The trigger and the error recovery
seb_ 060000QVK2 Visits (2111)
The following article is not new. I published it 1,5 years in an internal IBM blog. So why publish it again externally then? From my problem cases of the recent months I found that the principle described there is very common and it most probably won't change in the future. To allow myself to refer to it here in the blog, of course I have to publish it once again. :-)
The majority of the SAN cases that you can not simply break down into replacing a part because of an error message such as "Part xxx is broken" are complex solution cases. You have symptoms on maybe several hosts against maybe several storages over several pathes.

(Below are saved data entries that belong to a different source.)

PR #437, opened 2025-09-14
Inference: Avoid Using a Pooled Connection with InferencePool

danehans:
When a request carries an EPP-selected endpoint, do not reuse a pooled connection keyed by service/cluster. Instead, key the pool by the concrete endpoint (ip:port) when it's selected by the EPP.

Fixes #436

PR #438, opened 2025-09-15
Pass missing override destination to load balancer

howardjohn:
alternative to https://github.com/agentgateway/agentgateway/pull/437


danehans (approved):

danehans:
+1 on this PR over #437. It’s the least invasive approach and keeps the override flowing through the existing LB API.

PR #451, opened 2025-09-22
fix: add response headers for direct responses

### LINKED ISSUE #189: Bug: Response headers not added when using directResponse policy
## Issue Description

When using the `directResponse` policy in combination with `responseHeaderModifier` to add headers, the headers are not being added to the response.

## Steps to Reproduce

1. Configure a route with `directResponse` policy and `responseHeaderModifier`
2. Test the endpoint with curl
3. Observe that the configured headers are not present in the response

## Configuration Example

```yaml
policies:
  directResponse:
    body: "issuer:https://mcpbin.is.solo.io,authorization_endpoint:https://mcpbin.is.solo.io/remote-auth/authorize,token_endpoint:https://mcpbin.is.solo.io/remote-auth/token,registration_endpoint:https://mcpbin.is.solo.io/remote-auth/register,response_types_supported:code,response_modes_supported:query,grant_types_supported:authorization_code,refresh_token,token_endpoint_auth_methods_supported:client_secret_basic,client_secret_post,none,revocation_endpoint:https://mcpbin.is.solo.io/remote-auth/revoke,code_challenge_methods_supported:plain,S256"
    status: 200
  responseHeaderModifier:
    add:
      - - content-type
        - application/json charset=utf-8
      - - access-control-allow-credentials  
        - true
    remove:
    set:
      - - content-type
        - application/json charset=utf-8
      - - access-control-allow-credentials
        - true
```

## Test Command
```bash
curl -v http://localhost:3000/.well-known/oauth-authorization-server
```

## Expected Behavior
The response should include the headers specified in `responseHeaderModifier`:
- `content-type: application/json charset=utf-8`
- `access-control-allow-credentials: true`

## Actual Behavior
The configured headers are not present in the response.

## Additional Context

- **Reporter**: Rinor Maloku (@rinor.maloku)
- **Source**: [Slack conversation](https://solo-io-corp.slack.com/archives/C08P050QFGF/p1752857074744719?thread_ts=1752856454.893569&cid=C08P050QFGF)
- **Component**: DirectResponse policy, Response Header Modifier
- **Route**: `/.well-known/oauth-authorization-server`

## Secondary Issue
There's also feedback that the current YAML representation for header configuration is awkward and could be improved with a better format.

cpakulski:
Invoke `apply_response_filters` when processing request returns `Err` with `ProxyResponse::DirectResponse` type.

Still working on tests...

Fixes: #189


crates/agentgateway/src/proxy/httpproxy.rs
```diff
@@ -391,13 +391,25 @@ impl HTTPProxy {
 		)
 		.await?;
 
-		apply_request_filters(
+		match apply_request_filters(
```
howardjohn, line 394: In general I think this may work for some cases but not for others. Other things can return direct responses _or errors_ which we may or may not want to apply response policies for. There are also other response policies other than just `selected_route.filters`.

Its not 100% clear to me in which cases of responses we do and do not want to apply response policie(s) for.

This is one area that makes the more typical proxy approach of nesting functionality like

```rust
fn apply_filters(req: Request, inner: RequestHandlerThing) -> Response {
  apply_response_filters(apply_request_filters(req).and_then(inner))
}
```

I think there are a lot of problems that arise from that approach in terms of complexity, especially with the rust type system/async limitations, so I don't regret the choice we made but it does hurt here.

howardjohn:
Thanks for the PR! Welcome :slightly_smiling_face:

crates/agentgateway/src/proxy/httpproxy.rs
cpakulski: Thanks for insights. The example config I used for testing was:
```
  directResponse:
    body: "issuer:https://mcpbin.is.solo.io,authorization_endpoint:https://mcpbin.is.solo.io/remote-auth/authorize,token_endpoint:https://mcpbin.is.solo.io/remote-auth/token,registration_endpoint:https://mcpbin.is.solo.io/remote-auth/register,response_types_supported:code,response_modes_supported:query,grant_types_supported:authorization_code,refresh_token,token_endpoint_auth_methods_supported:client_secret_basic,client_secret_post,none,revocation_endpoint:https://mcpbin.is.solo.io/remote-auth/revoke,code_challenge_methods_supported:plain,S256"
    status: 200
  responseHeaderModifier:
    add:
      - - content-type
        - application/json charset=utf-8
      - - access-control-allow-credentials  
        - true
    remove:
    set:
      - - content-type
        - application/json charset=utf-8
      - - access-control-allow-credentials
        - true
```

In that config `directResponse` is sort of "coupled" with `responseHeaderModifier`. As you mentioned, maybe in other cases `directResponse` is returned by other means than configuration. Do you think that there should be a separate logic path for `directResponse` driven by config vs `directResponse` driven by runtime conditions?

cpakulski: So here is an idea. Since direct response can be returned by means of configuration (like in above config) or by runtime conditions (no healthy upstream, auth failed, etc) and response filters (which add headers) should be applied only to direct responses created by config, I suggest to add a boolean to `DirectResponse` object, something like `static`, `via_config`, `apply_response_filters`, etc and run through response filters only when such flag is set.

But I can also imagine that there may be a need to add headers to direct responses generated by runtime conditions, so in that case code logic would need to set `apply_response_filters` and headers manipulation would be automatically applied.

howardjohn:
Sorry for the delay here -- I am OOO but have been thinking about this over
the past week and have an idea here, let me flesh it out and get back to
you monday. Thanks!!

howardjohn:
heres what I was thinking: https://github.com/agentgateway/agentgateway/pull/498. We pull the ResponsePolicies out of the main function, so any early exit is not important.

howardjohn:
One thing I am not entirely sure is if we want every policy to apply in every case. Like does envoy, for example, send a direct response to an ext_proc server (just checked: no, it doesn't)

cpakulski:
This is very elegant solution (with the filter):

`filter(|f| matches!(f, RouteFilter::ResponseHeaderModifier(_)))
`
Easy to extend and maintain. 

For PRs like this, can you point me to existing unit/integration tests?

howardjohn:
superseded by https://github.com/agentgateway/agentgateway/pull/500 which I marked you as a co-author on. Thanks for the collaboration here @cpakulski !

cpakulski:
Makes total sense. Thanks!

The IBM support structure consists of so called towers. There are different teams supporting different products. With higher supportlevels this is quite important to allow product engineers to develop a deep understanding about their specific product. When it comes to problem determination it's essential for the different tower teams to work together to find the cause for a problem and how to solve it. It's not enough to just check the "own box" for failures and ask yourself if it could be the only reason for the problem. If this is done, the result is often, that the particular device cannot be the "single point of failure" and the responsibility to find the problem source moves to the next probable team.
It is obvious that such a process to solve a problem is not very efficient. There are several attempts to deal with that from organizational point of view like solution support approaches, project office and "Complex Call Leaders". But only from technical point of view, you can see, why it is vital:
In complex cases you have at least one trigger and also at least one device that reacts wrongly on it. The trigger alone doesn't represent the source of the visible symptoms. This is often forgotten as soon as the trigger is found and repaired and the symptoms are gone. And more important, the trigger was the less harmful problem in comparison to a bad error recovery. In the future a new minor error (the same one or another) could trigger the same major problem.
A customer has two SAN switches in two different, redundant fabrics. Connected to the switches there is a 2-node SVC cluster (with several backend storage subsystems). From each of both nodes there are two connections in each fabric. He has some Windows hosts with SDDDSM (same level on each host) and System p hosts with SDDPCM (also same level on each host).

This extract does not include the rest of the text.